Он замолчал, побарабанил пальцами по столу и обратился к Денисову:
— Андрей Иванович, сделайте на завтра необходимые распоряжения.
— Слушаю, Василий Германович, я думаю безоружных солдат отправить третьим эшелоном. У нас их больше, чем вооруженных.
— Не возражаю.
В дверь постучали. Вошел молодой прапорщик в запачканной машинным маслом кожаной куртке и, отдав честь, конфузливо спрятал грязные руки.
— Не стыдитесь такой грязи, прапорщик, — весело сказал Уречин. — Святая грязь!.. Ну, как у вас там с патронами?
— Сто восемьдесят тысяч удалось вырвать, господин полковник!
Уречин вскочил, повеселел.
— Молодец!
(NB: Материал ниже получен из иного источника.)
PR #68, opened 2021-01-19
Help abstraction update

JD-Howard:
##### Objective
Embed the year reference within the webHelpAbstraction.json export.

##### Abstractions
Removed all hard coded and/or dynamically generated year paths related to documentation. Implemented a user prompt during abstraction creation, the provided value becomes the year baseline in all places from that point forward.

##### Tests performed
**C#**
- Verified the year would be dynamically added to existing json exports
- Verified the pages wouldn't load if an unreleased year was provided

**TS**
- Verified the help link functionality still works and used the json year value


extension/src/help/webHelpAbstraction.json
```diff
@@ -1,4 +1,5 @@
 {
+  "year": "2021",
```
hualin-adsk, line 2: So now this is a hardcode year now?

JD-Howard: Not entirely,
It now represents "what was available" and theoretically "when" the webHelpAbstraction.json was last updated. I did build in a "fallback" of 2021 in the C#.

utils/HelpAbstractionGenerator/StaticUtilities.cs
```diff
@@ -38,13 +38,18 @@ public static string wrapContentIntoHtmlDocument(List<HAP.HtmlNode> bodyContent)
...
         public static string getHelpURL(string guid)
         {
             return getDefaultHelpURL() + "?guid=GUID-" + guid;
         }
         public static string getDefaultHelpURL()
         {
-            return "https://help.autodesk.com/view/OARX/2021/" + System.Globalization.CultureInfo.CurrentCulture.ThreeLetterWindowsLanguageName + "/";
+            if (year == "")
+                year = Microsoft.VisualBasic.Interaction.InputBox("This should be the most current version of the Autodesk documentation and may not be the current year shown", "Enter 4 digit year", DateTime.Now.Year.ToString()).Trim();
+            if (year == "")
```
Sen-real, line 50: how about string.IsNullOrWhiteSpace(year)

Sen-real (approved):

utils/HelpAbstractionGenerator/StaticUtilities.cs
JD-Howard: It can't hurt, but I would note that line 41 is its definition, it gets initialized to an empty string and is only ever set inside  this getDefaultHelpURL() function. So, its technically fine as is.

PR #71, opened 2021-01-27
refine the changelog text and highlight nil

hualin-adsk:
##### Objective
To prepare releasing the version 1.4.0, I want to update the change log text reviewed by our User Assistance.

##### Abstractions
I also fix a TODO item in the codes for localization missing. After fixed it in CI you may see some gulp complaints. This is expected, and it will be fixed after I updated the localization strings:
```
[17:20:04] [i18n] Generating localized messages for 'ptb' resulted in the following problems:
[17:20:04] [i18n]
[17:20:04] [i18n] No localized message found for key autolispext.regionsnippet.title
[17:20:04] [i18n] No localized message found for key autolispext.project.closeproject.title
[17:20:04] [i18n]
```
I also add the nil to the highlight keyword.

##### Tests performed
 - markdown preview the change log text
 - highlight the nil text

##### Screen shot

image


JD-Howard (approved):
Looks good to me. Double checked the regex in RegExr just because the double escapes were confusing me.
Your change log could add the ability to close Projects. IE, it does have an effect on the F12 and eventually the auto-completion.

PR #91, opened 2021-02-24
Analytical Parser

JD-Howard:
**Objective**
It was discovered that the existing AtomsForest in the LispParser has an exponential performance problem. On really large documents (8000 lines) this was taking a very substantial amount of time to generate. This PR intends to replace that functionality for (at least) new features suffering from those discovered performance impacts. The existing Parser will continue to be used for its original purpose (formatting) since it is dependent on knowledge of white space and this has a focus on concrete Atoms & Sexpressions.

I tweaked the launch.json & tasks.json files to compile the TS from F5 so I didn't have to keep running other scripts as a secondary step. From a fresh clone you would still need to use the pack.py to get the file dependencies copied.

**Abstraction**
The `getDocumentSexpression()` function was tacked onto the existing LispParser object namespace to isolate it from the existing code base and was designed to parse the contents of a document or string into an Sexpression. 

**Implementation**
This takes a much more linear approach of reducing document content into LispAtom & Sexpression segments. It does this by parsing the current level LispAtoms and then recursively calling itself to generate child Sexpressions. While persisting its index/line tracking mechanism object into those recursive calls.

**Tests Performed**
New tests *.TS was added to the test suite. I also took a massive (3500 line) document, filtered out the Sexpressions from both the OLD/NEW parsers and compared the results for anomalies. Which generated the **Quirks** section below. Mild alteration to the `ReadOnlyDocument` object to house a document wide Sexpression and to change the `AtomsForest` property to `Array<LispAtom|Sexpression>`. This effectively hooked up F12 to this new data model.

**Additional Information**
While doing this and comparing the output to the existing atomsForest, a few **Quirks** were discovered in the original versions column # values. 

**Quirks**
Note: In all situations, except where stated below, the column index is equal to the start of a LispAtom or Sexpression.
- Quote Marks Prefixing a Parenthesis
  - Old Version
    - The Sexpression Parent, Quote & the Parenthesis all have the same column index. Which all literally represent the location of the parenthesis within the document.
  - New Version
    - The Sexpression Parent & Quote have the same column index and literally represent their location within the document. The parenthesis also has a column index that literally represent its own location in the document.

- Closing Parenthesis
  - Old Version
    - The closing parenthesis LispAtom column index represents the true end of the Sexpression.
  - New Version
    - The closing parenthesis LispAtom column index represents the start of that LispAtom.
      - Note, Sexpression.getRange() was updated to function with the new version. Nothing in the "formatting parser" model was using this and instead made range specific calculations manually. It should be safe to consider the `Sexpression.getRange()` part of the "analytical parser" model that does not intend to do anything like that manually, but rather lean on providers such as getRange.

### DIFF
--- a/extension/src/project/readOnlyDocument.ts
+++ b/extension/src/project/readOnlyDocument.ts
@@ -106,13 +106,13 @@ export class ReadonlyDocument implements vscode.TextDocument {
 
     
     // Converted this from a constant data feature into an on-demand feature that once used is essentially cached for future queries.
-    get atomsForest(): Array<string|Sexpression> {
+    get atomsForest(): Array<LispAtom|Sexpression> {
         if (this.languageId === DocumentManager.Selectors.lsp) {
-            if (this._atomsForest){
-                return this._atomsForest;
+            if (this._docExpression){
+                return this._docExpression.atoms;
             } else {
                 this.updateAtomsForest();
-                return this._atomsForest;
+                return this._docExpression.atoms;
             }
         } else {
             return [];
@@ -127,20 +127,14 @@ export class ReadonlyDocument implements vscode.TextDocument {
             if (content) {
                 this.initialize(content, this.languageId);
             }
-            let parser = new LispParser(this);
-            try {
-                parser.tokenizeString(this.fileContent, 0);        
-                this._atomsForest = [...parser.atomsForest];    
-            } finally {
-                parser = undefined;
-            }
+            this._docExpression = LispParser.getDocumentSexpression(this.fileContent);  
         }
     }
 
     fileContent: string;
     lines: string[];
     eolLength: number;
-    private _atomsForest: Array<string|Sexpression>; // Added to drastically reduces complexity in other places.
+    private _docExpression: Sexpression; // Added to drastically reduces complexity in other places.
 
     //#region implementing vscode.TextDocument
 
--- a/.vscode/launch.json
+++ b/.vscode/launch.json
@@ -9,6 +9,7 @@
             "name": "Extension Client",
             "type": "extensionHost",
             "request": "launch",
+            "preLaunchTask": "buildproject",
             "runtimeExecutable": "${execPath}",
 			"args": ["--extensionDevelopmentPath=${workspaceRoot}"],
 			"outFiles": ["${workspaceRoot}/extension/out/**/*.js"],
@@ -18,6 +19,7 @@
             "name": "Extension Tests",
             "type": "extensionHost",
             "request": "launch",
+            "preLaunchTask": "buildproject",
             "runtimeExecutable": "${execPath}",
             "args": [
                 "--extensionDevelopmentPath=${workspaceFolder}",
--- a/.vscode/tasks.json
+++ b/.vscode/tasks.json
@@ -4,6 +4,7 @@
     "version": "2.0.0",
     "tasks": [
         {
+			"label": "buildproject",
 			"type": "npm",
 			"script": "compile",
 			"group": "build",
--- a/extension/src/format/parser.ts
+++ b/extension/src/format/parser.ts
@@ -1,6 +1,6 @@
 import * as vscode from 'vscode';
 import { ListReader, CursorPosition } from "./listreader";
-import { Sexpression } from "./sexpression";
+import { LispAtom, Sexpression } from "./sexpression";
 
 class LeftParentItem {
     public location: Number;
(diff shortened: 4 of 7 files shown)


extension/src/project/readOnlyDocument.ts
```diff
@@ -127,20 +127,14 @@ export class ReadonlyDocument implements vscode.TextDocument {
...
                 this.initialize(content, this.languageId);
             }
-            let parser = new LispParser(this);
-            try {
-                parser.tokenizeString(this.fileContent, 0);        
-                this._atomsForest = [...parser.atomsForest];    
-            } finally {
-                parser = undefined;
-            }
+            this._docExpression = LispParser.getDocumentSexpression(this.fileContent);
```
Sen-real, line 130: Please note that the ReadOnlyDocument is used for project Open&Save.
I suggest that we limit the use of the new parser to new features for now, and gradually use it to replace the old one after well tested.

JD-Howard: The `_docExpression` is only currently used internally by the ReadOnlyDocument's `get atomsForest()` property. So, both have only ever been used to power new features. I agree on the testing, I wouldn't be the least bit surprised if malformed syntax will cause some some edge case anomalies. I don't really expect those to surface in clear ways until AutoCompletion starts attempting to use this.

Sexpression differences are still the one thing I am most concerned about. Should we add a property to the Sexpression class that can identify whether it is part of the analytical model? We wouldn't have to update any other code, simply initialize the value and this new stuff could explicitly set it to something unique. I could then run through all the "newer" Sexpression functions putting their current work in the "new" code path and leave ToDo notes on the else. At least then it would create some clarity on where that divide happened and what was built for which task.

Sen-real: I see, you're right.

Sen-real (approved):

extension/src/project/readOnlyDocument.ts
JD-Howard: Another thought on the Sexpressions delima:
Maybe we should create a class that inherits Sexpression or that Sexpression inherits to completely divide what is part of the original formatting context and what is going to be used for responsive analytical work? If you think about it, the Sexpression currently has a ton of formatting specific behaviors that have nothing to do with the core of what an Sexpression really is; which is a container....

Sen-real: Yes, it makes great sense.

JD-Howard:
I have Sexpression and SexpressionBase divided out with the Sexpression deriving from the SexpressionBase because that was the best way to protect all the existing code. The 1 caveat is that I wanted to move LispAtom into SexpressionBase because structurally makes sense to go with the more fundamental SexpressionBase. This is going to cause 5 documents to get modified to add that import and 3 more for the actual Sexpression references. **Should that be in a different PR?
Other Notes:**
- the current PR involves 3 of those 5. 
- I did keep all code from Both the Sexpression and the new SexpressionBase together and commented out what should be moved to make 1-1 comparison easier

Sen-real:
> I have Sexpression and SexpressionBase divided out with the Sexpression deriving from the SexpressionBase because that was the best way to protect all the existing code. The 1 caveat is that I wanted to move LispAtom into SexpressionBase because structurally makes sense to go with the more fundamental SexpressionBase. This is going to cause 5 documents to get modified to add that import and 3 more for the actual Sexpression references. **Should that be in a different PR? Other Notes:**
> 
> * the current PR involves 3 of those 5.
> * I did keep all code from Both the Sexpression and the new SexpressionBase together and commented out what should be moved to make 1-1 comparison easier

@hualin-adsk what do you think? for me I would suggest to keep the current code in PR91.

JD-Howard:
Okay, hopefully we don't have to change much in this one since they are both effecting the same files. I'll get a PR created a bit later, but I have moved the work to a different branch and pushed it to my GitHub if you want to look at it.
https://github.com/Autodesk-AutoCAD/AutoLispExt/compare/main...JD-Howard:SexpressionBase

hualin-adsk:
I am ok with the current implementation, and it can improve some performance for F12.
I think for the code refractoring it is not an urgent thing. If in the [third time](https://en.wikipedia.org/wiki/Rule_of_three_(computer_programming)) we find it need to do code refine, we do it.

I think we need to take care some user feedback for the F12 feature.

JD-Howard:
Thanks for the insight Hualin, I haven't seen that rule before. I believe separating the formatting context from the container context on the Sexpression will probably make doing that a lot easier. I also intend on approaching formatting at some point to create a "classic" version of formatting that most users would be more familiar with. So, that would probably be a good time to see how viable a merge would be.

I did read the F12 issue and it seemed like it was "working as intended" to me. I'll go read it again or ask some questions to see if I can understand the desire better.

PR #738, opened 2024-06-26
disable MA0016, if the class is decorated with SerializableAttribute

Micke3rd:
with that change rule MA0016 is disabled, if the class is decorated with SerializableAttribute

### DIFF
--- a/src/Meziantou.Analyzer/Rules/PreferReturningCollectionAbstractionInsteadOfImplementationAnalyzer.cs
+++ b/src/Meziantou.Analyzer/Rules/PreferReturningCollectionAbstractionInsteadOfImplementationAnalyzer.cs
@@ -49,6 +49,7 @@ public sealed class PreferReturningCollectionAbstractionInsteadOfImplementationA
 
             XmlClassAttributeSymbols.AddIfNotNull(compilation.GetBestTypeByMetadataName("System.Xml.Serialization.XmlTypeAttribute"));
             XmlClassAttributeSymbols.AddIfNotNull(compilation.GetBestTypeByMetadataName("System.Xml.Serialization.XmlRootAttribute"));
+            XmlClassAttributeSymbols.AddIfNotNull(compilation.GetBestTypeByMetadataName("System.SerializableAttribute"));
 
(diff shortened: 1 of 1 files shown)


src/Meziantou.Analyzer/Rules/PreferReturningCollectionAbstractionInsteadOfImplementationAnalyzer.cs
```diff
@@ -49,6 +49,7 @@ public AnalyzerContext(Compilation compilation)
 
             XmlClassAttributeSymbols.AddIfNotNull(compilation.GetBestTypeByMetadataName("System.Xml.Serialization.XmlTypeAttribute"));
             XmlClassAttributeSymbols.AddIfNotNull(compilation.GetBestTypeByMetadataName("System.Xml.Serialization.XmlRootAttribute"));
+            XmlClassAttributeSymbols.AddIfNotNull(compilation.GetBestTypeByMetadataName("System.SerializableAttribute"));
```
meziantou, line 52: `SerializableAttribute` is for the Binary serializer, not for xml serializer. You can create a new property similar to `XmlClassAttributeSymbols`.

```
BinarySerializerClassAttributeSymbols.AddIfNotNull(compilation.GetBestTypeByMetadataName("System.SerializableAttribute"));
```

Micke3rd: its for binary and xml serialization
[Microsofts Doc](https://learn.microsoft.com/en-us/dotnet/api/system.serializableattribute?view=net-8.0) provides as [example](https://learn.microsoft.com/en-us/dotnet/api/system.serializableattribute?view=net-8.0#examples) the usage with SOAP

meziantou: If I'm not mistaken, while it's part of the documentation you mentioned, the XmlSerializer and SoapFormatter don't use this attribute. Only the binarySerializer requires it.

Micke3rd: oh, you're right ... so why do I use the attribute at all?  🙈😅

I hereby confirm that your code works fine as it is ^^

PR #743, opened 2024-07-16
New rule: MA0160 Use ContainsKey instead of TryGetValue when the second arg is a discard

### LINKED ISSUE #742: IDictionary.TryGetValue with a discard vs ContainsKey
**Is your feature request related to a problem? Please describe.**
From time to time, a developer will reuse/modify the code and will end up with code like this, mainly trying to use TryGetValue  instead of a ContainsKey check :
```cs
private ConcurrentDictionary<string, object> MyCollection = ...;
public static bool CheckExists(string libName)
{
    var exists = MyCollection.TryGetValue(libName, out _);
    return exists;
}
```

**Describe the solution you'd like**
the correct way should be to use a ContainsKey and not discard as it has some performance impact.

**Describe alternatives you've considered**
This is mainly caught during code reviews

**Additional context**
This should be check on different type implementing IDictionary/IReadOnlyDictionary

meziantou:
Fix #742

### DIFF
--- a/Directory.Build.props
+++ b/Directory.Build.props
@@ -38,7 +38,7 @@
       <PrivateAssets>all</PrivateAssets>
       <IncludeAssets>runtime; build; native; contentfiles; analyzers</IncludeAssets>
     </PackageReference>
-    <PackageReference Include="Meziantou.Polyfill" Version="1.0.38">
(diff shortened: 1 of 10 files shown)


fforjan:
@meziantou Merci ! Thanks for implementing it !

PR #750, opened 2024-09-12
Update comparison doc to list CA1507 and S3376

drieseng:
Update comparison doc to list **CA1507** as equivalent of **MA0043**, and **S3376** as similar to **MA0058**.


drieseng:
@meziantou, can you confirm that *CA1507* is indeed an equivalent of **MA0043** and not just similar.

meziantou:
> can you confirm that CA1507 is indeed an equivalent of MA0043 and not just similar

There are similar but there are differences:
- MA0047 only report arguments of `ArgumentException` and derived types
- CA1507 reports for all arguments when the parameter name is `paramName` or `propertyName`. I haven't tested it, but `InvalidEnumArgumentException`'s parameter name is `argumentName`. Maybe it doesn't report it correctly.
- CA1507 suggest `nameof` for property name when the parameter name is `propertyName`

drieseng:
> > can you confirm that CA1507 is indeed an equivalent of MA0043 and not just similar
> 
> There are similar but there are differences:

I'll move **CA1507** / **MA0047** to the similar table.

> * MA0047 only report arguments of `ArgumentException` and derived types
> * CA1507 reports for all arguments when the parameter name is `paramName` or `propertyName`. I haven't tested it, but `InvalidEnumArgumentException`'s parameter name is `argumentName`. Maybe it doesn't report it correctly.

It indeed does not cover **InvalidEnumArgumentException**.

> * CA1507 suggest `nameof` for property name when the parameter name is `propertyName`

Not very useful, if you ask me.

I had disabled **MA0047** in favor of **CA1507**  in our code base, but I think I'll revert this.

Где же вы их достали?
— В соседней части. Повезло, господин полковник.
И добавил, поглядывая на довольное лицо командира:
— Приходится добывать всякими средствами. Ведь на прошлой неделе было по двадцать пять патронов на винтовку.
— Так, так! Хоть воруйте, но чтобы патроны были.
Кивнув офицерам, Уречин вышел из комнаты.
…До ближайшей железнодорожной станции было верст шесть. По грязной весенней дороге шли колонны полка. Неся винтовки на ремнях, сутулясь, привычным размашистым шагом двигались старые солдаты. Между ними, шаркая и стуча толстыми, покоробившимися бутсами, с походными мешками за плечами, с пустыми патронными сумками на поясах, нестройно шли ратники ополчения. Голицын, уже освоившийся с фронтом и крепко подружившийся с Карцевым, свободно и легко ставил толстые ноги, коренастое его тело раскачивалось.
— О двадцати годах я был, — рассказывал он, — и сманили меня тогда странники на богомолье в Киев. Старались мы поспеть к троице и ходко же шли. Старики эти — богомольцы, а чтобы праздник не прозевать, шагали, как молодые. Вот я и думаю, что хорошо бы этих богомольцев к походам приспособить. Маршировка для них — привычное дело, народ они бесполезный, дать бы им попов и монахов за начальников — пускай воюют!
Ефрейтор Банька с любопытством посмотрел на Голицына.